==== Records provided

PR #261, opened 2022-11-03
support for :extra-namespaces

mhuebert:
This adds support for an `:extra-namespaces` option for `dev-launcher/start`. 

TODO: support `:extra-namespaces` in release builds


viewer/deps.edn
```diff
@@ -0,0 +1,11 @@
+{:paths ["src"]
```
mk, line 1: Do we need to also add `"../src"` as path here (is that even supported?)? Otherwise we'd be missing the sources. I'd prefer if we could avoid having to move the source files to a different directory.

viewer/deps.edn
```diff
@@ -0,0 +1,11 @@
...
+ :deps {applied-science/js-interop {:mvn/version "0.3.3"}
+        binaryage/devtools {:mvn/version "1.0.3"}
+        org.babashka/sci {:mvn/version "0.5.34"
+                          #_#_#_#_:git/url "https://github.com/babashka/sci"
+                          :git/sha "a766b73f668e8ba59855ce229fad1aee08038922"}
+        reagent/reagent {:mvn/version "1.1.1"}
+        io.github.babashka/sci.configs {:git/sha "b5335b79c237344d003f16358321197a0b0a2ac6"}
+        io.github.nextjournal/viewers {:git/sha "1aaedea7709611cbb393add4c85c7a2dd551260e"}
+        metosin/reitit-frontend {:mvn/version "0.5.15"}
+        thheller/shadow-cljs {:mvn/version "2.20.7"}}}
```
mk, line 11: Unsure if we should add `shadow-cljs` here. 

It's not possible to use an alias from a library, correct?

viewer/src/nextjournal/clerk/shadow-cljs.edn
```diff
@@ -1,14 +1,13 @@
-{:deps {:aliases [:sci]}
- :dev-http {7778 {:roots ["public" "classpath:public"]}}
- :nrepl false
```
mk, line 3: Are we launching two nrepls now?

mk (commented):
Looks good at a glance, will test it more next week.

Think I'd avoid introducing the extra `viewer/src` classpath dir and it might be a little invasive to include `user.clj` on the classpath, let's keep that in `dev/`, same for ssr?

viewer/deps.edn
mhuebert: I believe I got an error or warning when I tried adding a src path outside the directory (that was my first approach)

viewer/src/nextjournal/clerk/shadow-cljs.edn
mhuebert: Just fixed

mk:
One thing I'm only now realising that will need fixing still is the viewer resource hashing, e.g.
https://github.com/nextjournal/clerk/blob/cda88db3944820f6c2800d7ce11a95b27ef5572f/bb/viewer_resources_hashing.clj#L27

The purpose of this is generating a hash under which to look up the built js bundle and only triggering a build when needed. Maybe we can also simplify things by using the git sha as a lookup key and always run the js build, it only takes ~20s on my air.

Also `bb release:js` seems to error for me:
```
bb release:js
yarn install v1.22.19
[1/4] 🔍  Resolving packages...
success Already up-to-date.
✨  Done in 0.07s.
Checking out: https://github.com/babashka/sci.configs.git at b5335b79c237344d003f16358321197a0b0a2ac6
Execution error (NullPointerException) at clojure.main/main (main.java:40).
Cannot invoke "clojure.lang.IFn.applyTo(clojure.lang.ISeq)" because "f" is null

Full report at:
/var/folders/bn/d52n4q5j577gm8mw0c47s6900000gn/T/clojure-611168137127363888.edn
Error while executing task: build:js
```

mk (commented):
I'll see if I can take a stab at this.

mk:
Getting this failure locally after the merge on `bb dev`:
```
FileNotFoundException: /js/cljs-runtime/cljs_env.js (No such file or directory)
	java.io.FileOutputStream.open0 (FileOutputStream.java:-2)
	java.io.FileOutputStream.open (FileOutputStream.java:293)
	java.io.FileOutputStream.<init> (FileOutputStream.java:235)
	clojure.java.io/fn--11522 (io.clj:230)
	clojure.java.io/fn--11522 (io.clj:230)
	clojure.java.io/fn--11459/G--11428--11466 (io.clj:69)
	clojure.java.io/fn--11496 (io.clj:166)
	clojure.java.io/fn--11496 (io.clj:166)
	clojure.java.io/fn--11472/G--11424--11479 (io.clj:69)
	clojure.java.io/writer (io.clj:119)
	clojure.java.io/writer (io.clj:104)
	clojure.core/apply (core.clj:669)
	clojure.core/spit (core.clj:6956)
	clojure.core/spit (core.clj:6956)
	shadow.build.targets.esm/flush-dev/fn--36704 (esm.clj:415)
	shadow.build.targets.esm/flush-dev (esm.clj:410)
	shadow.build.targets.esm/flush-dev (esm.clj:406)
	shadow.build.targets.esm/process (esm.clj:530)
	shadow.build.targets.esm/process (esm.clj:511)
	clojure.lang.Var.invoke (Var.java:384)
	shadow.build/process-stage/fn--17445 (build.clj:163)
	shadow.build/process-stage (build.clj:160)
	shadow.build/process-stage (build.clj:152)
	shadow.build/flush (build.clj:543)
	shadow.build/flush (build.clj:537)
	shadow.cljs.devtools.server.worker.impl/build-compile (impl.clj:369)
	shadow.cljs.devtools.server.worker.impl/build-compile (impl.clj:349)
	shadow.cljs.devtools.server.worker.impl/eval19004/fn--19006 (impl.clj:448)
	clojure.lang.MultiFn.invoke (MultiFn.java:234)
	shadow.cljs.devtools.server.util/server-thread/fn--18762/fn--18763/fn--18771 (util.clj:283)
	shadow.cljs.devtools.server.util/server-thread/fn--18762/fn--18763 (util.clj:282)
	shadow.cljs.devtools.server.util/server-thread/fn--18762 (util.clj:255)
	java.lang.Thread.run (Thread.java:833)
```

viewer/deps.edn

========
==== Records provided

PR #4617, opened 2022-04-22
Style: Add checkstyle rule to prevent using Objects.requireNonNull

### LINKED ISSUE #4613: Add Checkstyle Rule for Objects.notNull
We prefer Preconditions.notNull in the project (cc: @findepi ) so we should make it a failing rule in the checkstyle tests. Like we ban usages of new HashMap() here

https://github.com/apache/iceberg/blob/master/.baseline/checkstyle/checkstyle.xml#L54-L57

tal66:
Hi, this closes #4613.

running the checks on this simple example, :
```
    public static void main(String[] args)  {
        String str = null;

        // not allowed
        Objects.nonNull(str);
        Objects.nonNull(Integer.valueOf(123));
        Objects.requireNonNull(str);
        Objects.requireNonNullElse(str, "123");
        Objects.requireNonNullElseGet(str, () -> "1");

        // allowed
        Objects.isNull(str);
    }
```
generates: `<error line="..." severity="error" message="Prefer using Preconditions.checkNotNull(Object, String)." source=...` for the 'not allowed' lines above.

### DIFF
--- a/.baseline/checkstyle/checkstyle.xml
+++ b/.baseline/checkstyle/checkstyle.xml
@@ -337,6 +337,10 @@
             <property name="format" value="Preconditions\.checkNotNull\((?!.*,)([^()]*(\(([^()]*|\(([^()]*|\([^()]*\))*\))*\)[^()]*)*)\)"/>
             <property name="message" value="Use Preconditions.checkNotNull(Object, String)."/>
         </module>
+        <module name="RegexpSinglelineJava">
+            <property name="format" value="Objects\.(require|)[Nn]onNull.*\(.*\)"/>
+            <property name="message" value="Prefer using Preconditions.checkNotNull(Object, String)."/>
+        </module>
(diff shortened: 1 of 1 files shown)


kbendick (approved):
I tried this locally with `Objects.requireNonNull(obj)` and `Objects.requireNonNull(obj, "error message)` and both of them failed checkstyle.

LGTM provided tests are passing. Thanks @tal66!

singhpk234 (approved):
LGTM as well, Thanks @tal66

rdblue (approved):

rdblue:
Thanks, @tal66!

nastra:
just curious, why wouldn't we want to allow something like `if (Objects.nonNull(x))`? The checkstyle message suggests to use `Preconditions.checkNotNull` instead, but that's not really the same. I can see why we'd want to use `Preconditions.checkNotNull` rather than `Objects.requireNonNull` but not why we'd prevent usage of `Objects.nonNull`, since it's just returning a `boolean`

========

**Work instruction**
The lines to report are those in the material above that contain the word "module"; copy every one of them.

**Exercise answer**
         </module>
+        <module name="RegexpSinglelineJava">
+        </module>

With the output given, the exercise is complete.